From the NY Times, March 16, 2001:



> Three of the four top federal prosecutors in New York State, all Democratic appointees, have been asked to step down by the Bush administration, the Justice Department said yesterday. The only United States attorney in New York who has been asked to stay on is Mary Jo White, who is prosecuting the ongoing terrorism case involving attacks on two American Embassies in East Africa in 1998. Ms. White is the United States attorney for the Southern District of New York, which covers Manhattan, the Bronx and much of downstate New York. . .
> 
> A spokeswoman for the Justice Department, Mindy Tucker, described the turnover as a routine part of the transition from a Democratic administration to a Republican one . . .
> 
> Ms. Tucker said that only about a dozen of the 93 United States attorneys had been asked to stay on, generally because of the cases they were working on. The rest of the prosecutors, including Ms. Lynch, Ms. O'Donnell and Mr. French, will be asked to leave sometime before June on a timetable that is still being worked out, Ms. Tucker said.


Standard stuff. Clinton also asked USAs who were in trial to stay on until their cases were completed. This lame counterspin is going nowhere. Bush already had a bite at this apple; now he's taken another, which has left him vulnerable. Something like this requires political skill and finesse, attributes one does not associate with the Bush Adminstration.


----------



## Wayfarer (Mar 19, 2006)

jackmccullough said:


> Okay, I produced my source. It's there for you or anyone else who is interested to review. I'm sure you can go there and find many, many inaccuracies. Or maybe even one?

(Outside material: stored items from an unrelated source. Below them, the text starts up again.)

PR #157, opened 2014-12-27
Bug#1097055 - New page for editing questions

anurag90x:


airmozilla/manage/static/manage/css/survey.css
```diff
@@ -0,0 +1,16 @@
...
+    width: 80%;
+  }
+  textarea {
+    width: 100%;
+    height: 140px;
+  }
+  td.ordering {
+    vertical-align: middle;
+  }
+
```
peterbe: This file needs some cleaning up. Consistent spacing, same indentation and the last line needs to be a `\n`.

E.g.
```python
>>> open('airmozilla/manage/static/manage/css/survey.css').read()[-1]
' '
>>> open('airmozilla/surveys/static/surveys/css/survey.css').read()[-1]
'\n'
```
That's why GitHub puts a little red stop and return icon here. 

What editor are you using? You should be able to configure it to automatically fix that on save.

airmozilla/manage/templates/manage/survey_edit.html
```diff
@@ -9,19 +9,8 @@
   {% compress css %}
   <link href="{{ static('select2/select2.css') }}" rel="stylesheet" type="text/css">
   <link href="{{ static('select2/select2-bootstrap.css') }}" rel="stylesheet" type="text/css">
+  <link href="{{ static('manage/css/survey.css') }}" rel="stylesheet" type="text/css">
```
peterbe: I'm almost embarrassed by this but you need to do only `select2.css` and `select2-bootstrap.css` together in one block of `compress css`/`endcompress`.

The reason is that if you look for places where `select2-bootstrap.css` is used, throughout the project, you'll see that there are many places where it uses these two together. When the `compress css` thing works, it turns that into one file with a unique name. E.g. a3ed10efaa2.css and that gets reused throughout the management pages. So, if you make a combination of those two plus one more it gets a different unique name and the browser won't know it's already downloaded parts of it so you get excess downloaded. 

The solution would be to do this:
```html
{% compress css %}
<link href="{{ static('select2/select2.css') }}" rel="stylesheet" type="text/css">
<link href="{{ static('select2/select2-bootstrap.css') }}" rel="stylesheet" type="text/css">
{% endcompress %}
{% compress css %}
<link href="{{ static('manage/css/survey.css') }}" rel="stylesheet" type="text/css">
{% endcompress %}
```

airmozilla/manage/templates/manage/survey_edit.html
```diff
@@ -40,58 +29,24 @@
     {% include 'manage/_default_form.html' %}
 
     <h3>Questions</h3>
+    <a class="survey-links" href="{{ url('manage:survey_questions', survey.id) }}">Edit questions here</a>
```
peterbe: The class name `survey-links` is not a great name. A better name would be `survey-link`. It's the same with the class names in `models.py`. You call it `class Question` instead of `class Questions` even though you know there might/will be more than one of them.

peterbe: Also, instead of using CSS to make it a block element, wrap the `<a>` tag in something that *is* a block element like
```html
<p>
  <a class="survey-link" ...>
</p>
```

airmozilla/manage/templates/manage/survey_edit.html
```diff
@@ -40,58 +29,24 @@
...
-            </form>
-            <form method="post" class="confirm"
-                  action="{{ url('manage:survey_question_delete', survey.id, question.id) }}">
-              {{ csrf() }}
-              <button class="btn btn-danger btn-sm" type="submit">
-                <i class="glyphicon glyphicon-trash"></i>
-                Delete
-              </button>
-            </form>
+            <textarea readonly name="question">{{ json_print(question.question, indent=2) }}</textarea>
```
peterbe: If you can't edit it, there's no point this being a `textarea` tag. Use a `<pre>` tag or a plain `<div>` tag and set `overflow:auto` on it.

airmozilla/manage/templates/manage/survey_edit_questions.html
```diff
@@ -0,0 +1,82 @@
...
+    Questions for "{{survey.name}}"
+{% endblock %}
+
+{% block site_css %}
+  {{ super() }}
+  {% compress css %}
+  <link href="{{ static('select2/select2.css') }}" rel="stylesheet" type="text/css">
+  <link href="{{ static('select2/select2-bootstrap.css') }}" rel="stylesheet" type="text/css">
+  <link href="{{ static('manage/css/survey.css') }}" rel="stylesheet" type="text/css">
+  {% endcompress %}
```
peterbe: Same point here as was made above.

airmozilla/manage/templates/manage/survey_edit_questions.html
```diff
@@ -0,0 +1,82 @@
...
+
+{% block site_js %}
+  {{ super() }}
+  <script src="{{ static('select2/select2.min.js') }}"></script>
+  {% compress js %}
+    <script src="{{ static('manage/js/survey-edit.js') }}"></script>
+  {% endcompress %}
+{% endblock %}
+
+{% block content_class %}col-md-6{% endblock %}
```
peterbe: If you remove this line, I think you get a full width page and then the textarea boxes get a bit more breathing room.

airmozilla/manage/templates/manage/survey_edit_questions.html
```diff
@@ -0,0 +1,82 @@
...
+
+    <form method="post" action="{{ url('manage:survey_question_new', survey.id) }}">
+      {{ csrf() }}
+      <button class="btn btn-primary">
+        <i class="glyphicon glyphicon-plus-sign"></i>
+        New question
+      </button>
+    </form>
+
+    <a class="survey-links" href="{{ url('manage:survey_edit', survey.id)}}">Back to editing "{{survey.name}}"</a>
```
peterbe: Same thing here. You'll see other examples of this, [like this](https://github.com/mozilla/airmozilla/blob/master/airmozilla/manage/templates/manage/event_discussion.html#L50-L52)

airmozilla/manage/urls.py
```diff
@@ -76,6 +76,8 @@
     url(r'^surveys/(?P<id>\d+)/$', views.survey_edit, name='survey_edit'),
     url(r'^surveys/(?P<id>\d+)/delete/$', views.survey_delete,
         name='survey_delete'),
+    url(r'^surveys/(?P<id>\d+)/questions/$', views.survey_questions,
+        name='survey_questions'),
```
peterbe: Great!

airmozilla/manage/templates/manage/survey_edit_questions.html
```diff
@@ -0,0 +1,82 @@
...
+  {{ super() }}
+  <script src="{{ static('select2/select2.min.js') }}"></script>
+  {% compress js %}
+    <script src="{{ static('manage/js/survey-edit.js') }}"></script>
+  {% endcompress %}
+{% endblock %}
+
+{% block content_class %}col-md-6{% endblock %}
+
+{%block manage_content %}
```
peterbe: spacing

airmozilla/manage/templates/manage/survey_edit_questions.html
peterbe: Also, there's a pattern of using `&larr; Return ...` in these little links.

peterbe: Please using `"{{ survey.name }}"`

peterbe:
It's looking great! Some nits to work on. Looking forward to an update. 

By the way, when you add more commits you don't need to bother rebasing them into 1 commit. Not until you have an official r+.

airmozilla/manage/templates/manage/survey_edit_questions.html
anurag90x: Hey @peterbe. What do you mean by the please using {{survey.name}} comment? :confused:

airmozilla/manage/templates/manage/survey_edit_questions.html
anurag90x: hmm, as in the spacing between the lines? :question:

airmozilla/manage/templates/manage/survey_edit_questions.html
peterbe: `"{{[SPACE]survey.name[SPACE]}}"`

airmozilla/manage/templates/manage/survey_edit_questions.html
peterbe: `{% block manage_content %}` instead of `{%block manage_content %}`.

I know it sounds like an unimportant detail. And it is. And it's not. Quality is important because it makes projects easier to maintain. 
Have you heard of the [Broken Window Theory](https://en.wikipedia.org/wiki/Broken_windows_theory)
Basically, if an abandoned building has broken windows, people think that it's so abandoned that anybody can spray graffiti or demolish it or do whatever they like. Just because it has broken windows. But if the windows are all fixed people leave it alone and don't make it worse. 

The same goes with code. If the code is neat, structured and consistent people who come and work on it will continue to uphold that tradition and will continue to follow that line. 
If the code is sloppy and different in different places it sets your mind that it's not important what you write so the quality slowly drops. 

And consistency is important because it makes it easier to read the code because you're mind doesn't get hung up on odd differences. 

Sorry for the long essay. I hope it helps. I hope the airmozilla code is going to last for a long time and continue to be maintained for many years.

anurag90x: No problem! I just missed it. So I was looking though the diff for 5 mins really intently and then asked :smile:

peterbe:
As soon as I've fixed master, I'll let you know and you can rebase so you get that fix into this PR.

peterbe:
Now that https://github.com/mozilla/airmozilla/commit/90f29ea7b0ccf8884c9a0aab9daa93c050275953 has landed, rebase up this PR and it should pass tests.

anurag90x:
The div isn't of class question so div.question doesn't seem to work. But .question div does, so I did that instead. :smile:

peterbe:
This is looking really good. There's just one last problem. On the edit_survey.html page, there is now no longer a need for table. Also, instead of `<div class="question">{{ json_print(...) }}</div>` change that to `<pre class="question">{{ json_print(...) }}</pre>`.

So, perhaps instead of using a table (with the now unnecessary `<th>JSON</th>` stuff, just loop over the questions and do something like:
```html
{% for question in questions %}
    <div>
            <pre name="question">{{ json_print(question.question, indent=2) }}</pre>
    </div>
{% endfor %}
```

peterbe:
You rock!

Your original arguement formation had merely to do with the source ("Republican talking points") and not its veracity or accuracy. You were then called on the fact that after you disparaged the source, not its content mind you, you presented as source a liberal website (with "talking points" right in its title, what irony!). When called on that you shifted to accuracy of your source info vs. the fact your source is as biased as any hardline Repub source. You have backed yourself into a classic _ad hoc_ here.

Cheers


----------



## Wayfarer (Mar 19, 2006)

Lushington said:


> From the NY Times, March 16, 2001:
> 
> Standard stuff. Clinton also asked USAs who were in trial to stay on until their cases were completed. This lame counterspin is going nowhere. Bush already had a bite at this apple; now he's taken another, which has left him vulnerable. Something like this requires political skill and finesse, attributes one does not associate with the Bush Adminstration.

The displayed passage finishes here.